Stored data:
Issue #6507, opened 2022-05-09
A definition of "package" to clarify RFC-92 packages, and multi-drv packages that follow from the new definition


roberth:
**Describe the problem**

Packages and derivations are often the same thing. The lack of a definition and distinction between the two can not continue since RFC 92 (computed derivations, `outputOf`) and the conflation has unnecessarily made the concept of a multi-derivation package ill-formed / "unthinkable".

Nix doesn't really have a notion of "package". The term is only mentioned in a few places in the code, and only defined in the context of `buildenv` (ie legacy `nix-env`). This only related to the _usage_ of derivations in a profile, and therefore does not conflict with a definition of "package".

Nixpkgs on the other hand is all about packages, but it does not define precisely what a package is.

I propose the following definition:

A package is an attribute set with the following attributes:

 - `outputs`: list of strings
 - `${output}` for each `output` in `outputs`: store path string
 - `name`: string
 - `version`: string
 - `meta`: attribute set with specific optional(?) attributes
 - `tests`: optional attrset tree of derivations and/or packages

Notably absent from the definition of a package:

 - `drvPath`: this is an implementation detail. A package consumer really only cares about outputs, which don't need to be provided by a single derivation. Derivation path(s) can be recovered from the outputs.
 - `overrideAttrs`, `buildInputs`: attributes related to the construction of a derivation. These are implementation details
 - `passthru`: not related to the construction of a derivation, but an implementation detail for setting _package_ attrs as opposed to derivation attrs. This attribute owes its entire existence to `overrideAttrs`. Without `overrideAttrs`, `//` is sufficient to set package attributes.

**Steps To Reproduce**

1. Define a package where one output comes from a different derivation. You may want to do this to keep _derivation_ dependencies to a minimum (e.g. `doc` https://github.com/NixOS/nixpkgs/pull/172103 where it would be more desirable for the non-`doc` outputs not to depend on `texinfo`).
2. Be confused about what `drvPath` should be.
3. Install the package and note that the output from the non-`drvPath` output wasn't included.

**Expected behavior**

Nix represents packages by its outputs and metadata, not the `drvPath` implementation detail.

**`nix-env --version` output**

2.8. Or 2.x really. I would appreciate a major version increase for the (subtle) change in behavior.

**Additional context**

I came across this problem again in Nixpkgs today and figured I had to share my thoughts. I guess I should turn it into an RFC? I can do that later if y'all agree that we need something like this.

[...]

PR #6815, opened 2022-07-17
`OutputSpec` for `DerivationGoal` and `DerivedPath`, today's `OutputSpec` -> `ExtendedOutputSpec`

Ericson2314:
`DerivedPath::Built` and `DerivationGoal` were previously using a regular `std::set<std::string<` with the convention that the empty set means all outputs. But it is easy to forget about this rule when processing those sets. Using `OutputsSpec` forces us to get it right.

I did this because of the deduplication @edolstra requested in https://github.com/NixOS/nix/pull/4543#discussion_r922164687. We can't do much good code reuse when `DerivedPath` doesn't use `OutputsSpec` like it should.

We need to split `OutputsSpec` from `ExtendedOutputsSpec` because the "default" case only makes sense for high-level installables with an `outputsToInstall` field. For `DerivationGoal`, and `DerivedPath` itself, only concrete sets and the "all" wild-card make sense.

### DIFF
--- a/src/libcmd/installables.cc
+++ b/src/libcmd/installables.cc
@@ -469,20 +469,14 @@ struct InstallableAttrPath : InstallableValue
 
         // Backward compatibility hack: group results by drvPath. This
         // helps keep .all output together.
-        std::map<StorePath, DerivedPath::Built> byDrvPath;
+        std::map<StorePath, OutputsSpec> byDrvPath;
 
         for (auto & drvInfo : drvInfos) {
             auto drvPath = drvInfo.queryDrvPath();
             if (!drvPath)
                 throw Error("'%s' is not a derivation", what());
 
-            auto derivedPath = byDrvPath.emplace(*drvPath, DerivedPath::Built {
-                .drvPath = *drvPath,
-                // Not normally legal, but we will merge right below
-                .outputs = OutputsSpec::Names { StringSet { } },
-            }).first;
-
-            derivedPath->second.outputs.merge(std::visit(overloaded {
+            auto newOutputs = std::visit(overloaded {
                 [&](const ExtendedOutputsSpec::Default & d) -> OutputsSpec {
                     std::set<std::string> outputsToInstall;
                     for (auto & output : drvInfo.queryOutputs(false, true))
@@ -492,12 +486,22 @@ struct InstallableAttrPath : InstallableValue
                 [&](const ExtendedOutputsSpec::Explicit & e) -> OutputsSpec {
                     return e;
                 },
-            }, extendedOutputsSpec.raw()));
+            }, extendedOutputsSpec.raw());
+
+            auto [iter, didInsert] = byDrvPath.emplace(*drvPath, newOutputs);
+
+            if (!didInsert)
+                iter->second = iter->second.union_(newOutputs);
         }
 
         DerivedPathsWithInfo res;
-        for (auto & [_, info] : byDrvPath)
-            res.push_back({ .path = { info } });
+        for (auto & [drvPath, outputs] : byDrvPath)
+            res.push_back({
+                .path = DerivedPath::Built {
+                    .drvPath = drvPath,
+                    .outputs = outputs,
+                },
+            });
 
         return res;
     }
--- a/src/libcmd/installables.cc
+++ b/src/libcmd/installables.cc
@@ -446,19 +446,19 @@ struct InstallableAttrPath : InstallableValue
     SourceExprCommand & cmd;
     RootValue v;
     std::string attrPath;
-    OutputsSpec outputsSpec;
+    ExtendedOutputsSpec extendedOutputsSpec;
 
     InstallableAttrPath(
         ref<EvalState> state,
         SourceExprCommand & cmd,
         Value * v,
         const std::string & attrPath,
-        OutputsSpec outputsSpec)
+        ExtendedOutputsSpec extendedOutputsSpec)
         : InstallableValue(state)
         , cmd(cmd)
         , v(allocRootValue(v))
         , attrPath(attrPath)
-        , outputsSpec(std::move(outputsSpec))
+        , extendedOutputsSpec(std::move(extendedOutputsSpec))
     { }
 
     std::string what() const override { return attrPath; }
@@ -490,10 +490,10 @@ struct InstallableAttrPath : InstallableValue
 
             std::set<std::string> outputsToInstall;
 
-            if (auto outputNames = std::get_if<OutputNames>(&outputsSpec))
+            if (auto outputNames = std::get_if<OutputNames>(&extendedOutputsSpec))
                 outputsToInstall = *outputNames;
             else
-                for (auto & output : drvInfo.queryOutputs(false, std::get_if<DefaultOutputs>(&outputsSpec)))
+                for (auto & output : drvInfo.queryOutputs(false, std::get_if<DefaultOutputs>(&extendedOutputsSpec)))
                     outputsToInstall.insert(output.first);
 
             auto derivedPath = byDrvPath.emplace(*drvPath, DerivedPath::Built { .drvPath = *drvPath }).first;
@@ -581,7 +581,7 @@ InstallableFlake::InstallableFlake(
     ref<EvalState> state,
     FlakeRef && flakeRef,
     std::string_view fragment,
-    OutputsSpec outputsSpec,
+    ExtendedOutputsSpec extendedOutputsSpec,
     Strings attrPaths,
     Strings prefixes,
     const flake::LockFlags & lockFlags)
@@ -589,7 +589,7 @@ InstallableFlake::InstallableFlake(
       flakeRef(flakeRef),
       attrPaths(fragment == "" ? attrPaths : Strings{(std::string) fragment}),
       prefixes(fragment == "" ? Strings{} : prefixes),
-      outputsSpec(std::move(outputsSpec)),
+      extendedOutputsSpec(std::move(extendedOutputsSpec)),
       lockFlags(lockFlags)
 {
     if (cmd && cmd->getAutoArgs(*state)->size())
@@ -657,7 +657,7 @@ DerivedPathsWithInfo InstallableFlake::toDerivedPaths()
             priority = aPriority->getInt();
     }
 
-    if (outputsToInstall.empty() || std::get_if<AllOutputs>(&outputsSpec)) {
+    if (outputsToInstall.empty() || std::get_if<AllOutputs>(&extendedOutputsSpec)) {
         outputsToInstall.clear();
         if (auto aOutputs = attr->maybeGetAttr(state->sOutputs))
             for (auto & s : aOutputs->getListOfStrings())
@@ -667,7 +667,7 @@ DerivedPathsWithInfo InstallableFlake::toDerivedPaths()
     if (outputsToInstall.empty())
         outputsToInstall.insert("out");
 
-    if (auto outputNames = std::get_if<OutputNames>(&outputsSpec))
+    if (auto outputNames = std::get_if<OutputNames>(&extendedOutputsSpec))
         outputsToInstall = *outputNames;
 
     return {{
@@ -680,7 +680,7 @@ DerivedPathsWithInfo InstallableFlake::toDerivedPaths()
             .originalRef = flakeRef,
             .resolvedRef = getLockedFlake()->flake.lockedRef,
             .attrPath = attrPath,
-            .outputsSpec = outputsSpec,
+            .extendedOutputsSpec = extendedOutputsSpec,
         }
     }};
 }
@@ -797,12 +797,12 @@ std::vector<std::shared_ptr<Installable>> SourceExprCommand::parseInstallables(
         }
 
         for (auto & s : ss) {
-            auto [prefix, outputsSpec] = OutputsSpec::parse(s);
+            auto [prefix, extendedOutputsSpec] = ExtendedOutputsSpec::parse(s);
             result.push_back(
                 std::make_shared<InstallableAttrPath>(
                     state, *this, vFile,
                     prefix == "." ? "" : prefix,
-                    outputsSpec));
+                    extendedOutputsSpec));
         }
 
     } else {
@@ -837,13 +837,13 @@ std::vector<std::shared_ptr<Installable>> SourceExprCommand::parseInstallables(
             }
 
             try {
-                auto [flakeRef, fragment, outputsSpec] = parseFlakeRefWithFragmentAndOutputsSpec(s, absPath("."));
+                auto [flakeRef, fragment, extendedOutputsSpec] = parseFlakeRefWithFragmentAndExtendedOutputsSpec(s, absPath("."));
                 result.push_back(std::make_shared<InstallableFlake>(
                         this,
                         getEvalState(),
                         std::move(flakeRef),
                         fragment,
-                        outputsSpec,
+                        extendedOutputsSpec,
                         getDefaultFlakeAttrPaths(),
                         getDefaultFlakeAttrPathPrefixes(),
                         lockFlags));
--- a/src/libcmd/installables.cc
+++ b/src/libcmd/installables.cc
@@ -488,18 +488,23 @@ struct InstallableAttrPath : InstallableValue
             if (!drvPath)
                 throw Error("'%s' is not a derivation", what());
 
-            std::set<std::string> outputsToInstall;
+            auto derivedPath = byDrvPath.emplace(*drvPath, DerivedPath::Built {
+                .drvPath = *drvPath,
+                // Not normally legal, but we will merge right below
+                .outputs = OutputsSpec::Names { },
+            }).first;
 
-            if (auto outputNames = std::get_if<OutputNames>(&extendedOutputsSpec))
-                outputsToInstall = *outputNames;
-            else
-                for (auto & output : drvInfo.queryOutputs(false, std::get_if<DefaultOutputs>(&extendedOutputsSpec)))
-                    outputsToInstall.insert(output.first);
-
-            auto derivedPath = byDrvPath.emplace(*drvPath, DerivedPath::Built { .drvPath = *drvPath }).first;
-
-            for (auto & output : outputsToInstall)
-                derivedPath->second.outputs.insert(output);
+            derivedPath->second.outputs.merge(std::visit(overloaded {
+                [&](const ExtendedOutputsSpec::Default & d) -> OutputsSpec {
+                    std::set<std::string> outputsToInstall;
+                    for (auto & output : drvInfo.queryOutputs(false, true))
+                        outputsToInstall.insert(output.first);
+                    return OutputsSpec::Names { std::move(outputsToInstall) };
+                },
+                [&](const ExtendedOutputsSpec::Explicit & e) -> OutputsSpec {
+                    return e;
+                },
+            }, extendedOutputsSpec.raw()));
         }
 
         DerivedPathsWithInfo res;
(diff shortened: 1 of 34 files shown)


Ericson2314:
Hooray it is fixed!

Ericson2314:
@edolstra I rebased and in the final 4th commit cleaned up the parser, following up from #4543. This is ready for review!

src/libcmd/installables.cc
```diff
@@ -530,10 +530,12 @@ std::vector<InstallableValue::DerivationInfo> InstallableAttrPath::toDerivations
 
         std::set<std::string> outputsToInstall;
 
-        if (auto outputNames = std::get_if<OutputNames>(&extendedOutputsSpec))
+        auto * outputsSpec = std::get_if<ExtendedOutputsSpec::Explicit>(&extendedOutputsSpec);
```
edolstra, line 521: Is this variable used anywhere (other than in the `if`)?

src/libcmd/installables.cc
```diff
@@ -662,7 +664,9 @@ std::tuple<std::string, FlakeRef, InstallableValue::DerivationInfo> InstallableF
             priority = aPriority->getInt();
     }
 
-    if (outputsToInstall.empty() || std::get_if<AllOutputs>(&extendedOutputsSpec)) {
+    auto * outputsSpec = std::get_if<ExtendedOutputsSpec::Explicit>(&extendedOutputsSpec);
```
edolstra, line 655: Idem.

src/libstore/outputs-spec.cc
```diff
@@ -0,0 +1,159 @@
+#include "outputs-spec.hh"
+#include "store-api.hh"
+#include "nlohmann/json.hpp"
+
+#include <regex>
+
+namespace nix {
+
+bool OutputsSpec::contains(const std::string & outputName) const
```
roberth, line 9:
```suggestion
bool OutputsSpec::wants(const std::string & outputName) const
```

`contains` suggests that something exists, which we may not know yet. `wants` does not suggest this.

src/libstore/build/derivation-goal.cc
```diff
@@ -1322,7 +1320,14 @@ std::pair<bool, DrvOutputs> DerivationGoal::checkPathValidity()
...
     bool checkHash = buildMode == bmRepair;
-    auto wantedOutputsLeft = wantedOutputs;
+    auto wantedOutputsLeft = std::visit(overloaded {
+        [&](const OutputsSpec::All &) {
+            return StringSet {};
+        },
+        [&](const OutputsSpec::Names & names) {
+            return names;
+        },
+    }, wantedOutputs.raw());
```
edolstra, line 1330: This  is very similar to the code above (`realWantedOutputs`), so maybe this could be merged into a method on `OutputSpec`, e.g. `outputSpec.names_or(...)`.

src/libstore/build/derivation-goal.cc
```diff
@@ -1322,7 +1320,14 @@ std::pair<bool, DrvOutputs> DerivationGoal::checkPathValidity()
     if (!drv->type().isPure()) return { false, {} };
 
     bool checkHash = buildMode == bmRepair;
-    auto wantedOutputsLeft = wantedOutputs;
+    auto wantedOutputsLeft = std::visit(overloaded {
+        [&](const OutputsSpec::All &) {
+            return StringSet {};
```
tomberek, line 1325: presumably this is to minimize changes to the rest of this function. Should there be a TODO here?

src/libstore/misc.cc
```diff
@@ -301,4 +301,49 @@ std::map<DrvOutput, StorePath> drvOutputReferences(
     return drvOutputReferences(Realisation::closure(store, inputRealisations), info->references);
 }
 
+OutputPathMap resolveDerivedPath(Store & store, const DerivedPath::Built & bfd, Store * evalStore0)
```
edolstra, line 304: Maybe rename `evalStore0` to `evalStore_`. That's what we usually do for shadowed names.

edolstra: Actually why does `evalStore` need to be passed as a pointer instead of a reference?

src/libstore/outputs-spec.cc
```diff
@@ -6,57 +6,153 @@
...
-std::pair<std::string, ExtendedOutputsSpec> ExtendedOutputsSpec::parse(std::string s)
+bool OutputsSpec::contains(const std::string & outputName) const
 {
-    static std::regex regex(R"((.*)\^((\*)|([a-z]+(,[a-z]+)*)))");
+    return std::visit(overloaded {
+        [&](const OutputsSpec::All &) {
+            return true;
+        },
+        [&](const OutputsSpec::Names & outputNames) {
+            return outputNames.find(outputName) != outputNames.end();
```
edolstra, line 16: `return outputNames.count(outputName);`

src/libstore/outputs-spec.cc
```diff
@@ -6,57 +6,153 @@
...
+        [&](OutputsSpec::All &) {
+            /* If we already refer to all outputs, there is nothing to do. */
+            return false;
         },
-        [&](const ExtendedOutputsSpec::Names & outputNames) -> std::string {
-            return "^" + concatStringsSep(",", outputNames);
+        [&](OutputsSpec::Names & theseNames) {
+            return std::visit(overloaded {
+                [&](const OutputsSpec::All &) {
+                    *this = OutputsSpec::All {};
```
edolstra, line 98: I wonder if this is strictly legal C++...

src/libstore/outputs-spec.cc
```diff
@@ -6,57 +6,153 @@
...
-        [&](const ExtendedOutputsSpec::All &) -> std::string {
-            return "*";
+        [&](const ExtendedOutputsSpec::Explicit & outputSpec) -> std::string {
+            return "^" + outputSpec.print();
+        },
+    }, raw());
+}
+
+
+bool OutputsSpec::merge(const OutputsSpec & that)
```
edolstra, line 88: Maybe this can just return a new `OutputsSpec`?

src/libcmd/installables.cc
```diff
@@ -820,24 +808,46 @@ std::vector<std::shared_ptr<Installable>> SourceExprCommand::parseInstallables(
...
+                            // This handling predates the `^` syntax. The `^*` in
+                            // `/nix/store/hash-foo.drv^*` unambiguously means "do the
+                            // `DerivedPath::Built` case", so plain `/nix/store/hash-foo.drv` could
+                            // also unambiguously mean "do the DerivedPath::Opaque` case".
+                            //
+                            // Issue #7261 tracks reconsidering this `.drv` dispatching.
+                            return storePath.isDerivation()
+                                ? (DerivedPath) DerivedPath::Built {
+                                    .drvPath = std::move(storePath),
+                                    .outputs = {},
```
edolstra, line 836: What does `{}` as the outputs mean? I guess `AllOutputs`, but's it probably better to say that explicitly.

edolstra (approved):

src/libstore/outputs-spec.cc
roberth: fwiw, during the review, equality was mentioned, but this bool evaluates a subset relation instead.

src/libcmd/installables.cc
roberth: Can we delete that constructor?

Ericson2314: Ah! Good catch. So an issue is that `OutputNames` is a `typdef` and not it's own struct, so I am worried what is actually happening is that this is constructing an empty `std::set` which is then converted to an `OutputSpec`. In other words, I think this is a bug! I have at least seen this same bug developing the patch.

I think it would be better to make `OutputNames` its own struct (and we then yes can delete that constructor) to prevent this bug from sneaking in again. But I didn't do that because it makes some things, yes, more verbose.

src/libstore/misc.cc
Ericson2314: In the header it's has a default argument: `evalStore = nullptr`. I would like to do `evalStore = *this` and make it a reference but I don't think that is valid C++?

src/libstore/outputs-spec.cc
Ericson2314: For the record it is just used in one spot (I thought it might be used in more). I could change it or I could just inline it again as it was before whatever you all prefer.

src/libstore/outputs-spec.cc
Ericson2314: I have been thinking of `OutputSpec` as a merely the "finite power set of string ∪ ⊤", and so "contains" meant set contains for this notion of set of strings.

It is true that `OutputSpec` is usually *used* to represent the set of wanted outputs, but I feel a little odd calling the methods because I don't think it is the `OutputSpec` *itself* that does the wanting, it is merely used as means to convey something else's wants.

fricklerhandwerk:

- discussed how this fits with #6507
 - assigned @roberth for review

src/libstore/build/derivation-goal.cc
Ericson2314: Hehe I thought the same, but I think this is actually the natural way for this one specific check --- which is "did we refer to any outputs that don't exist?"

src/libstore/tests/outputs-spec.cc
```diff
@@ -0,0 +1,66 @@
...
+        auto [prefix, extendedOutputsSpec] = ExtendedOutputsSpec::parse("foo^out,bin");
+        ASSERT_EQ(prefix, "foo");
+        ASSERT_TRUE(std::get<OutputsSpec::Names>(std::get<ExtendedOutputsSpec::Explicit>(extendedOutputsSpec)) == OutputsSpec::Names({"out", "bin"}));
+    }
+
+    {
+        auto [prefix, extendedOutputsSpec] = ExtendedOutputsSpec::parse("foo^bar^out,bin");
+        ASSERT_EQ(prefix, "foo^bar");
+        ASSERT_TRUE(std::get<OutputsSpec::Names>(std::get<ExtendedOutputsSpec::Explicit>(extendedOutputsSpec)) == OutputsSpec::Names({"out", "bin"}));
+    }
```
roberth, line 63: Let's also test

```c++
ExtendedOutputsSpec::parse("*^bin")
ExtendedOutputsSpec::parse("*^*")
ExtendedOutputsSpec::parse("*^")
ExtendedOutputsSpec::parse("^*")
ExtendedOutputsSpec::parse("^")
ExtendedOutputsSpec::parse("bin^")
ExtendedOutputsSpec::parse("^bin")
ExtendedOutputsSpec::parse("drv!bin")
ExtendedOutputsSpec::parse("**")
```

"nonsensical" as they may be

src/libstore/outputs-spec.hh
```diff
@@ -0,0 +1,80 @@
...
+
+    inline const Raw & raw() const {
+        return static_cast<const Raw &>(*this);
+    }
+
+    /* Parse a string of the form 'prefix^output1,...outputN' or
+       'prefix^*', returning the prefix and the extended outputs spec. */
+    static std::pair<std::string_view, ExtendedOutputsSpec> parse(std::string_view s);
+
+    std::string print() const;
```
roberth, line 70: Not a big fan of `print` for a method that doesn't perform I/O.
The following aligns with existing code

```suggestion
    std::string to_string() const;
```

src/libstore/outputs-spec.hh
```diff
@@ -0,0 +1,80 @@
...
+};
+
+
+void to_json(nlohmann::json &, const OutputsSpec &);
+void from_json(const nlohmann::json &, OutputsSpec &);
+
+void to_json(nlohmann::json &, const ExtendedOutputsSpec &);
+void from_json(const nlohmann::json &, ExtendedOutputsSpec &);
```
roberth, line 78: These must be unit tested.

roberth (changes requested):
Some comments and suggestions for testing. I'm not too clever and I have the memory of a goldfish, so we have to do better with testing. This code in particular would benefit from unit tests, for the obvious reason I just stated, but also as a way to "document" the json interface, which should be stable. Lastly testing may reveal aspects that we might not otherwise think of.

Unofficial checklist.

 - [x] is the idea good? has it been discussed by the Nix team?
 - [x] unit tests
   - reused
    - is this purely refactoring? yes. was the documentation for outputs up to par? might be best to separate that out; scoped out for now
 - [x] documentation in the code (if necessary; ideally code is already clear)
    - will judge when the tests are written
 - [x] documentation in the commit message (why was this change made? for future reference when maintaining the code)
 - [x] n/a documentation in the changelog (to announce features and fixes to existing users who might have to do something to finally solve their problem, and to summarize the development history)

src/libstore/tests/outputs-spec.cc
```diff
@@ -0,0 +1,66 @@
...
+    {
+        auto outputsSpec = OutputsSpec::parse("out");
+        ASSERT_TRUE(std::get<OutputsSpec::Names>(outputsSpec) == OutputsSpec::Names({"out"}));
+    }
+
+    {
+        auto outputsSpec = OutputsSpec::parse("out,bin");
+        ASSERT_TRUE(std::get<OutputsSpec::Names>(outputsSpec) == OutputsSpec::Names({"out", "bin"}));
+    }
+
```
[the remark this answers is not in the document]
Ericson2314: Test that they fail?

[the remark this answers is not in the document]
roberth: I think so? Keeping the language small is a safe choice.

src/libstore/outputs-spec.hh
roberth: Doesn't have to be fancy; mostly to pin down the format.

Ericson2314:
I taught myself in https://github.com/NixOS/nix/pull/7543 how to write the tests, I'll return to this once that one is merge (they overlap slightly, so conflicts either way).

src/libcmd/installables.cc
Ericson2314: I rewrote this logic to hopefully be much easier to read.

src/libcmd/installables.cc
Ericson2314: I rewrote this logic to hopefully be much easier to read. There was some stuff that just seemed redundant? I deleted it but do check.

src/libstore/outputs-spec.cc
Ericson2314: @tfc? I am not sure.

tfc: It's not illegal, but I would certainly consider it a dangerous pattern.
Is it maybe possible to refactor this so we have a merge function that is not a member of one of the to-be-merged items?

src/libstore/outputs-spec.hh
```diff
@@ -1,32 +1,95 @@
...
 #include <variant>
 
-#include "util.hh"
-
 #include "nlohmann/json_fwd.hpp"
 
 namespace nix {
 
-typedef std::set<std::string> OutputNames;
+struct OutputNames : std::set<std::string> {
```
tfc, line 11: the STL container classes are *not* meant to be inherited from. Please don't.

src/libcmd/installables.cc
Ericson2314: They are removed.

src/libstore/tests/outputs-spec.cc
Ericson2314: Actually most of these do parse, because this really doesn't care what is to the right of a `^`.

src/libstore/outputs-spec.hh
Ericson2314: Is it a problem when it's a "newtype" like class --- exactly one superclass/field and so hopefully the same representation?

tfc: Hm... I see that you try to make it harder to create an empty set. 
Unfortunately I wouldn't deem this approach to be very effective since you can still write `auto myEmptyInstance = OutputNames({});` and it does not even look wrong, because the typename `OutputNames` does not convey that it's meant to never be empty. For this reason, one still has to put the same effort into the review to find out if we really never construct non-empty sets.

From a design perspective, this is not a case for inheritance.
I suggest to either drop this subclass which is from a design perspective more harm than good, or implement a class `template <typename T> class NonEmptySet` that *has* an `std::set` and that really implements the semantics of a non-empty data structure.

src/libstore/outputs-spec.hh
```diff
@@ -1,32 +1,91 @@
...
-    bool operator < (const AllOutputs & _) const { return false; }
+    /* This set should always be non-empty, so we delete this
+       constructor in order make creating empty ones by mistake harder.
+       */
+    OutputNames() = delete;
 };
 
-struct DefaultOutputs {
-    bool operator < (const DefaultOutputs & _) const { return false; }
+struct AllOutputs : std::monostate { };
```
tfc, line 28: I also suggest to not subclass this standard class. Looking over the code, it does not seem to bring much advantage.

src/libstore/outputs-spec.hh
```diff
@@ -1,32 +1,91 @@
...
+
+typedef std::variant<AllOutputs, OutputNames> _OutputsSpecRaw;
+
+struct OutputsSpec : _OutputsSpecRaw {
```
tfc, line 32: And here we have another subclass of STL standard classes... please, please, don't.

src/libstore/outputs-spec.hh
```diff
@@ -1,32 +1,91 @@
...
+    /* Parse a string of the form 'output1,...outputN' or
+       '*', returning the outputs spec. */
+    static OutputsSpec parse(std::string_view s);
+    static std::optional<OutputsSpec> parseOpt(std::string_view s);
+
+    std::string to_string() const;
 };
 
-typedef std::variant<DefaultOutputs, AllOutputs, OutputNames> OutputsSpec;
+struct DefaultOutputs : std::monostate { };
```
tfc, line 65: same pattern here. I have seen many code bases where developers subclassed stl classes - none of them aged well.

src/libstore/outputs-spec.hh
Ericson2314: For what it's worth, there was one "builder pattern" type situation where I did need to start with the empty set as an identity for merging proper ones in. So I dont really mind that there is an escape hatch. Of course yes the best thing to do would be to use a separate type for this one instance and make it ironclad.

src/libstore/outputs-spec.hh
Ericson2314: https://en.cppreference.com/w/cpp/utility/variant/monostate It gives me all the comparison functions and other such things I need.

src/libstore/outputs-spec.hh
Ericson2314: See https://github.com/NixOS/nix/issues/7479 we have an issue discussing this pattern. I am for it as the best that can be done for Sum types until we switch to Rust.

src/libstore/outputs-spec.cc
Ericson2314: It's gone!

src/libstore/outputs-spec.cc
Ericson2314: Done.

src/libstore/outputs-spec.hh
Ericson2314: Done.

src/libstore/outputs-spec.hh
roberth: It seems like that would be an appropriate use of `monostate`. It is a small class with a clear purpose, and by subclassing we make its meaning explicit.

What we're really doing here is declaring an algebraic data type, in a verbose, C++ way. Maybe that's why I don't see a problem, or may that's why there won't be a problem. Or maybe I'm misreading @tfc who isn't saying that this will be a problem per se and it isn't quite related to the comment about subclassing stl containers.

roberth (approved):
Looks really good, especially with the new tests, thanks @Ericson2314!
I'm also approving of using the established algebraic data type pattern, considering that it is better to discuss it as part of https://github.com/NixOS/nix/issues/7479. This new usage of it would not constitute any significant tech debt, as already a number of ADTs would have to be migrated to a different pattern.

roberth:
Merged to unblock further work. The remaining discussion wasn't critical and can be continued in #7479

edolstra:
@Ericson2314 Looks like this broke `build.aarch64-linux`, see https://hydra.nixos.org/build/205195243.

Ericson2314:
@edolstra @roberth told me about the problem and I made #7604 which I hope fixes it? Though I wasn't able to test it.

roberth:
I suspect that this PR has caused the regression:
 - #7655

## [Task goal]
From the first line of the data through the line with "from the outputs.", quote each line exactly and add nothing else.

## [Finished exercise]
Issue #6507, opened 2022-05-09
A definition of "package" to clarify RFC-92 packages, and multi-drv packages that follow from the new definition


roberth:
**Describe the problem**

Packages and derivations are often the same thing. The lack of a definition and distinction between the two can not continue since RFC 92 (computed derivations, `outputOf`) and the conflation has unnecessarily made the concept of a multi-derivation package ill-formed / "unthinkable".

Nix doesn't really have a notion of "package". The term is only mentioned in a few places in the code, and only defined in the context of `buildenv` (ie legacy `nix-env`). This only related to the _usage_ of derivations in a profile, and therefore does not conflict with a definition of "package".

Nixpkgs on the other hand is all about packages, but it does not define precisely what a package is.

I propose the following definition:

A package is an attribute set with the following attributes:

 - `outputs`: list of strings
 - `${output}` for each `output` in `outputs`: store path string
 - `name`: string
 - `version`: string
 - `meta`: attribute set with specific optional(?) attributes
 - `tests`: optional attrset tree of derivations and/or packages

Notably absent from the definition of a package:

 - `drvPath`: this is an implementation detail. A package consumer really only cares about outputs, which don't need to be provided by a single derivation. Derivation path(s) can be recovered from the outputs.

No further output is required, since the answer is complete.